We define ASD as 

A disorder characterized by impaired social interaction and language skills and restricted/repetitive behavior in the toddler period and later in life. It is congenital disease disrupting a child’s neurological development. It begins as a maternal-to-fetal infection causing aberrant immune activation and is transmitted to a child in the prenatal period, continues throughout the postnatal period causing somatic genetic changes and atypical brain development.

1. ASD is a Congenital Disorder Resulted from Infectious-Inflammatory Event in utero

According to the CDC, “the critical period for developing ASD occurs before, during, and immediately after birth”. Nowadays, there are several theories regarding the etiology of ASD, but most of them are linked to the pregnancy period, indicating that the main processes affecting the autistic phenotype occur prenatally.
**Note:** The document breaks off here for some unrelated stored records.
PR #4549, opened 2021-03-05
[fr] être allé à draft rule

Rebecca-auque:


udomai:
Do you still consider this a draft?
I've looked at it myself and I found this (FP because of wrong apostrophe?):

> Cette famille a été à l´origine de deux régiments d´Harambure.

Are you sure about this rule?

"J'ai été à Paris pendant 3 jours" will be converted to "Je suis allée à Paris pendant 3 jours"

Also, when the verb form is "je suis", we don't want `allée?s`. How about you take the singular/plural info from \1?

```xml
          <suggestion><match no="1" postag="(V avoir) (ind) (.*)" postag_regexp="yes" postag_replace="(V etre) $2 $3">être</match> <match no="1" postag="(V avoir) (.* [123]) ([sp])" postag_regexp="yes" postag_replace="V ppa . $3">aller</match></suggestion>
          <example correction="suis allé|suis allée">J'<marker>ai été</marker> à la boulangerie.</example>
```

Rebecca-auque:
Yes, I'm sure about this rule, it is a common error in French. "J'ai été à Paris pendant 3 jours" is exactly the type of example it should modified. It is a draft because the suggestion isn't specific enough. For example "Elles ont été à la boulangerie" becomes "Elles sont allées/allés à la boulangerie".  It is then catched by another rule to become "allées". This isn't fine, is it?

In a study, in which all children born in Denmark from 1980 to 2005 were included, it was found that admission to a hospital due to maternal viral infection in the first trimester and maternal bacterial infection in the second trimester was associated with the diagnosis of ASD in the offspring. The diagnosis of ASD in the children studied was determined through nationwide registers.

 

In a similar Swedish study published in 2019, with 1.8 million children participating, it was confirmed that any viral infection during pregnancy significantly increases the risk of ASD in a child. These results support the hypothesis that early prenatal viral infection increases the risk of ASD and it shows the possible role of bacterial infections in the prenatal period as well.

 

These findings were confirmed in a murine study. Pregnant mice were injected with poly-I:C, a substance inducing the immune reaction as it would be during viral infection. Poly-I:C injections significantly increased the rate of autism in the offspring, confirming the role of infection during pregnancy and following maternal immune reaction in the ASD development.

 

As well, several studies show that both behavioral and clinical signs and symptoms of ASD are manifested in the first months of an infant’s life, thus rejecting the common opinion that ASD is a disorder developed by age 3.

 

Moreover, some of the brain alterations commonly observed in ASD children can only be initiated during prenatal brain development. For instance, ASD children have a decreased number of Purkinje cells (PCs) with the absence of empty baskets. PCs are only developed in the prenatal period, meaning that this alteration could take place only before birth.

The figure to the right shows the processes occurring in utero that lead to ASD.  

A mother infected with some viral/bacterial infection (or an existing chronic infection is reactivated), results in maternal immune activation, i.e. her immune system starts producing inflammatory cytokines, reactive oxygen species, etc. to fight the infection. This form an inflammatory background that may last from several days to the whole pregnancy.

Infectious agents, cytokines and other inflammatory species cross the placenta and are transmitted to the fetus. In a weak fetus, infection and inflammatory species may cause DNA alterations both directly and via oxidative stress.

Altered genes result in atypical brain formation, that later will result in autistic symptoms in a child.

When the child is born, initially the symptoms are not fully pronounced. Parents may notice that the child is too quiet or vice versa, very irritable, while the main symptoms of autism are not manifested. We suggest that this is a result of the protection by maternal antibodies that usually lasts for the first 12 months after birth.

After this period, when the child begins to rely on own immune system, the infection reactivates, worsening the condition and leading to noticeable regression - a common pattern for the children with autism. 

In some cases, it is not necessarily reactivation of infection that occurs first. It can be surgery, physical or psychological trauma, vaccination - any event that triggers the immune system. 

However, it is important to understand that these factors do not cause autism, but rather trigger the revealing of the congenital condition. Eventually, with or without the trigger, noticeable regression of symptoms would occur. 

The figure to the right shows the processes occurring in a child with ASD.  

Infection, inflammation, immune alterations, DNA damage, and abnormal brain development are key factors to consider in autism. Starting from infection, the chain of interconnected events is triggered leading to the manifestation of the symptoms of autism. 

These factors negatively affect each other constantly, which gives no room for recovery as each factor perpetuates the next.

For instance, Infection causes inflammation, which in turn alters the neurohormones levels. These hormones negatively affect the immune system functioning, which leads to occurrent infection reactivation, and thus the cycle repeats over and over again.

 

Thus, the treatment should focus on disrupting the links of this vicious circle: inhibition of infection, recovery of the immune system, decrease of inflammation, and restoration of the gastrointestinal tract.

Affecting these factors eventually will result in normalization of the genes expression and consequently in normal brain functioning.